Tally the lines in the entries where the string "test" appears, and write only the total.

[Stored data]

=== Begin Enclosure ===

Issue #440, opened 2017-10-11
jsonpb Marshal and Unmarshal should return error on missing required field


mkevac:
If I have a message in *.proto file with required field and I try to convert json representation of this message to message itself, I would expect my Unmarshaller to check for required fields and to give an error if required fields are not in json representation. But jsonpb does not check that.

```
package main

import (
	gsp "lala/lala/proto"
	"log"
	"github.com/golang/protobuf/jsonpb"
)

func main() {
	jsonMsg := "{\"age_from\": 18}"
	msg := gsp.RequestSearch{}
	if err := jsonpb.UnmarshalString(jsonMsg, &msg); err != nil {
		log.Printf("error unmarshalling json: %s", err)
	}
	log.Println(msg)
}
```

```
type RequestSearch struct {
	UserId                *uint32     `protobuf:"varint,1,req,name=user_id" json:"user_id,omitempty"`
	AgeFrom               *uint32     `protobuf:"varint,2,opt,name=age_from" json:"age_from,omitempty"`
	AgeTo                 *uint32     `protobuf:"varint,3,opt,name=age_to" json:"age_to,omitempty"`
	Gender                *UserGender `protobuf:"varint,4,opt,name=gender,enum=badoo.gophersearch.UserGender" json:"gender,omitempty"`
	Lon                   *float32    `protobuf:"fixed32,5,opt,name=lon" json:"lon,omitempty"`
	Lat                   *float32    `protobuf:"fixed32,6,opt,name=lat" json:"lat,omitempty"`
	ExcludeList           []uint32    `protobuf:"fixed32,7,rep,name=exclude_list" json:"exclude_list,omitempty"`
	MainVectorNeeded      *uint32     `protobuf:"varint,8,opt,name=main_vector_needed" json:"main_vector_needed,omitempty"`
	BeautifulVectorNeeded *uint32     `protobuf:"varint,9,opt,name=beautiful_vector_needed" json:"beautiful_vector_needed,omitempty"`
	SearchDistance        *uint32     `protobuf:"varint,10,opt,name=search_distance" json:"search_distance,omitempty"`
	XXX_unrecognized      []byte      `json:"-"`
}
```

dsnet:
\cc @cybrcodr

cybrcodr:
JSON serialization is only described in proto3 page --
https://developers.google.com/protocol-buffers/docs/proto3#json

[...]

PR #472, opened 2017-12-13
jsonpb: change Marshal/Unmarshal to return error if any required field is not set

cybrcodr:
Change Marshal/Unmarshal to return error if any required field is not set.

For Unmarshal, this means JSON is either missing any required field or has required field set to null.

This is an initial attempt at fixing #440.  While I've modified Marshal to produce an error for required fields that are not set, I simply reuse this in Unmarshal to check for required fields which is probably not as efficient.

Anyways, I won't have time to improve on this this week and am simply putting this PR out in case someone would like to try it out and/or feel free to pick it up from here.

I've also yet to test the impact of this change on our existing codebase.


jsonpb/jsonpb.go
```diff
@@ -644,7 +649,19 @@ func (u *Unmarshaler) UnmarshalNext(dec *json.Decoder, pb proto.Message) error {
 // permutations of the related Marshaler.
 func (u *Unmarshaler) Unmarshal(r io.Reader, pb proto.Message) error {
 	dec := json.NewDecoder(r)
-	return u.UnmarshalNext(dec, pb)
+	if err := u.UnmarshalNext(dec, pb); err != nil {
+		return err
+	}
+
+	// Marshal it back to check for missing required field error.
+	// TODO: Parse through the message and check for any missing required field w/o having to
```
puellanivis: This TODO will need to be resolved before this could be considered for merging. Marshaling the JSON just after Unmarshaling is going to build in a lot of overhead that wouldn’t be a good idea to pass around. (Especially for everyone using proto3, where required fields have been entirely removed.)

cybrcodr: Agree that this needs to be improved.  Sorry if I wasn't clear in my initial posting.  I didn't intend to merge this yet.  Since I didn't have time this week to continue doing this, I decided to post this PR for others to try it out and see if anyone may be interested in improving it further.

Note though that a proto3 message can contain a proto2 message and vice-versa.  So, as far as I know, the code will still need to traverse all the fields and subfields of the message looking for required ones that are not set.

puellanivis:
Hm… you are correct, [the best kind of correct](https://morbotron.com/caption/S02E15/1266340).

Though, I think anyone using proto3 might have entirely forgotten that fields were even allowed to be required… or maybe just those of us who got the Google “required considered harmful” meme drilled forcefully into our head by SREs…

jsonpb/jsonpb.go
```diff
@@ -257,12 +257,17 @@ func (m *Marshaler) marshalObject(out *errWriter, v proto.Message, indent, typeU
...
+		prop := jsonProperties(valueField, m.OrigName)
 		// IsNil will panic on most value kinds.
 		switch value.Kind() {
 		case reflect.Chan, reflect.Func, reflect.Interface:
 			if value.IsNil() {
 				continue
 			}
+		case reflect.Ptr:
+			if prop.Required && value.IsNil() {
+				return fmt.Errorf("required field %q is not set", prop.Name)
```
cybrcodr: Curious, for error messages like this, should I use Name or OrigName?  Or is it dependent on whether message is for marshaling or unmarshaling?

jsonpb/jsonpb.go
```diff
@@ -644,7 +649,105 @@ func (u *Unmarshaler) UnmarshalNext(dec *json.Decoder, pb proto.Message) error {
...
+	}
+
+	return checkRequiredFields(pb)
+}
+
+// checkRequiredFields returns an error if any required field in the given proto message is not set.
+// This function is called from Unmarshal and assumes certain actions are done ahead.
+func checkRequiredFields(pb proto.Message) error {
+	// Most well-known type messages do not contain any required field.  The "Any" type may have
+	// required fields, however the Unmarshaler should have invoked proto.Marshal on the value field
```
puellanivis: Do you mean proto.Unmarshal here?

jsonpb/jsonpb.go
```diff
@@ -644,7 +649,105 @@ func (u *Unmarshaler) UnmarshalNext(dec *json.Decoder, pb proto.Message) error {
...
+			return err
+		}
+	}
+
+	return nil
+}
+
+func checkRequiredFieldsInValue(v reflect.Value) error {
+	if pm, ok := v.Interface().(proto.Message); ok {
+		if err := checkRequiredFields(pm); err != nil {
```
puellanivis: If this isn’t in a loop, then it’s not necessary to check the error value before returning it. i.e. you can just use `return checkRequiredFields(pm)`

jsonpb/jsonpb.go
```diff
@@ -644,7 +649,105 @@ func (u *Unmarshaler) UnmarshalNext(dec *json.Decoder, pb proto.Message) error {
...
+			field = v.Field(0)
+			sfield = v.Type().Field(0)
+		}
+
+		var prop proto.Properties
+		prop.Init(sfield.Type, sfield.Name, sfield.Tag.Get("protobuf"), &sfield)
+
+		// IsNil will panic on most value kinds.
+		switch field.Kind() {
+		case reflect.Map:
```
puellanivis: I think we discussed this before, and you told me how a proto3 could contain a proto2 message, but maps are exclusive to proto3, so do they really need to be checked?

Consider adding some code comments explaining the rational of checking maps despite their appearance being expected to be mutually exclusive with required fields.

jsonpb/jsonpb.go
```diff
@@ -644,7 +649,105 @@ func (u *Unmarshaler) UnmarshalNext(dec *json.Decoder, pb proto.Message) error {
 // permutations of the related Marshaler.
 func (u *Unmarshaler) Unmarshal(r io.Reader, pb proto.Message) error {
 	dec := json.NewDecoder(r)
-	return u.UnmarshalNext(dec, pb)
+	if err := u.UnmarshalNext(dec, pb); err != nil {
+		return err
+	}
+
+	return checkRequiredFields(pb)
```
puellanivis: Would it be possible to work the code into UnmarshalNext, rather than iterate over all the fields a second time? (albeit, yes, fairly fast code.)

jsonpb/jsonpb.go
```diff
@@ -644,7 +649,105 @@ func (u *Unmarshaler) UnmarshalNext(dec *json.Decoder, pb proto.Message) error {
...
+		field := v.Field(i)
+		sfield := v.Type().Field(i)
+		if strings.HasPrefix(sfield.Name, "XXX_") {
+			continue
+		}
+
+		// Oneof fields need special handling.
+		if sfield.Tag.Get("protobuf_oneof") != "" {
+			// field is an interface containing &T{real_value}.
+			v := field.Elem().Elem() // interface -> *T -> T
```
puellanivis: Have you considered the case where a oneof contains a simple scalar (string, bytes, varint), which in proto3 is not a pointer?

What will this code do in that case?

cybrcodr: Current proto compiler will always produce an interface field for a oneof field.  It will also produce wrapper structs, one for each oneof field.  And hence, this block will grab the oneof field inside the wrapper struct which can be any type.

jsonpb/jsonpb.go
cybrcodr: No, maps are allowed in proto2.  I have a test case for this.

jsonpb/jsonpb.go
cybrcodr: Possibly.  The current unmarshaling logic does rely on json.Unmarshal to populate fields.  To embed the check for required in there means that it will still need to check for all fields that have been unmarshaled.

But you are correct that doing the check w/in the unmarshaling code may be more efficient.  The unmarshaling code is quite complicated though that I prefer to avoid mixing this logic in right now.  A refactor/rewrite of the unmarshaling code should account for this logic.

jsonpb/jsonpb.go
cybrcodr: Nope.  During unmarshaling of an "Any" JSON to a Go proto message, after it resolves and constructs the embedded message, it will actual do a proto marshal to a serialized form and store the bytes into Any.Value field.  See https://github.com/golang/protobuf/blob/dev/jsonpb/jsonpb.go#L751.

I've updated the comment to explain this better.

jsonpb/jsonpb.go
cybrcodr: Good catch.  I previously have this block inlined above multiple times and then pulled it out to this helper func but forgot that this added check is no longer required.  Fixed.

jsonpb/jsonpb.go
dsnet: Even though `UnmarshalNext` is used by almost nobody, why is this check in `Unmarshal` as opposed to `UnmarshalNext`?

jsonpb/jsonpb.go
```diff
@@ -644,7 +649,105 @@ func (u *Unmarshaler) UnmarshalNext(dec *json.Decoder, pb proto.Message) error {
...
+	// Most well-known type messages do not contain required fields.  The "Any" type may contain
+	// a message that has required fields.  When an Any message is being unmarshaled, the code will
+	// have invoked proto.Marshal on the embedded message to store the serialized message in
+	// Any.Value field, and that should have returned an error if a required field is not set.
+	// Hence skipping well-known types here.
+	if _, ok := pb.(wkt); ok {
+		return nil
+	}
+
+	v := reflect.ValueOf(pb).Elem()
```
dsnet: You will need to verify that pb is a pointer to a struct. If it isn't, then return.

jsonpb/jsonpb.go
```diff
@@ -644,7 +649,105 @@ func (u *Unmarshaler) UnmarshalNext(dec *json.Decoder, pb proto.Message) error {
...
+		field := v.Field(i)
+		sfield := v.Type().Field(i)
+		if strings.HasPrefix(sfield.Name, "XXX_") {
+			continue
+		}
+
+		// A oneof field is an interface implemented by wrapper structs containing the actual oneof
+		// fields.  Field is an interface containing &T{real_value}.
+		if sfield.Tag.Get("protobuf_oneof") != "" {
+			v := field.Elem().Elem() // interface -> *T -> T
```
dsnet: Need to check:
1. for nil on both the interface.
2. that the interface element is a pointer to a struct
3. that the pointer is not nil

jsonpb/jsonpb.go
```diff
@@ -644,7 +649,105 @@ func (u *Unmarshaler) UnmarshalNext(dec *json.Decoder, pb proto.Message) error {
...
+			}
+			// Check each map value.
+			keys := field.MapKeys()
+			for _, k := range keys {
+				v := field.MapIndex(k)
+				if err := checkRequiredFieldsInValue(v); err != nil {
+					return err
+				}
+			}
+		case reflect.Slice:
```
dsnet: The "bytes" scalar for proto will fall under this case and will need to be specially handled.
IIRC, `[]byte{}` means that a zero-length bytes is set, while `[]byte(nil)` means that it was never set.

jsonpb/jsonpb.go
cybrcodr: Oops, thanks for catching.  Fixed.

jsonpb/jsonpb.go
cybrcodr: Done.  I'm guessing we'll simply ignore message if not pointer to struct.

jsonpb/jsonpb.go
cybrcodr: Good catch, I forgot about that.  Added handling of non-repeated slice.

Yes, I'm going with []byte{} to mean it is set.

jsonpb/jsonpb.go
cybrcodr: Done.

cybrcodr:
Thanks for the review, @dsnet.

@puellanivis do you have more feedback/comments on this PR before I merged it in?  Thanks.

jsonpb/jsonpb.go
```diff
@@ -1080,3 +1087,130 @@ func (s mapKeys) Less(i, j int) bool {
...
+		if sfield.Tag.Get("protobuf_oneof") != "" {
+			if field.Kind() != reflect.Interface {
+				continue
+			}
+			v := field.Elem()
+			if v.Kind() != reflect.Ptr || v.IsNil() {
+				continue
+			}
+			v = v.Elem()
+			if v.Kind() != reflect.Struct {
```
puellanivis: `&& v.NumFields() > 0` maybe, just to be sure?

cybrcodr: I think you meant to check for NumField() == 0 so that Field(0) below won't panic.  That would be a bug in protoc-gen-go, but I went ahead and added the check.

puellanivis: Right, but any value of NumFields() less than 0 would be an error state. And checking for greater than zero, and “is not zero” is either: identical with unsigned ints, or just extra CYA for signed ints.

Sure NumField _shouldn’t_ ever return a negative number, but iI find it to generally be a good idea to remember that _technically_ it might… even if only erroneously. So, I typically prefer to avoid weak/narrow tests, when a stronger/broader test is available for the same cost. (I also usually test if `len(array) < 1` rather than just `len(array) == 0` for the same reasons.)

It could be viewed as an example of “overengineering” but I prefer to cover all load-scenarios rather than only the specific load-scenarios that one thinks might cause a problem.

I mean, if you can order 100 nuts for $100 in either 3 lbs load-hanlding, or 1 lb load-handling, even if you expect that you will only need at most 1 lb of load-handling, it doesn’t cost anything extra to get the higher load handling ones.

cybrcodr: Done.

jhump:
FYI, this change effectively breaks the support for dynamic/custom messages that was added in #325. The way in which required fields are checked herein assumes that the message is normal generated message, without providing a way to override/customize.

In particular, if a given struct has any unexported field that contains a pointer value (including a slice or map with an element that contains a pointer value) and that pointer value is not nil, then this will cause a panic [here](https://github.com/golang/protobuf/pull/472/files#diff-ef290093d80b46fd7f16c53d7b68b1e4R1212):

```
panic: reflect.Value.Interface: cannot return value obtained from unexported field or method 
```

I'll open an issue for it.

=== End Enclosure ===

TASK SOLUTION: 3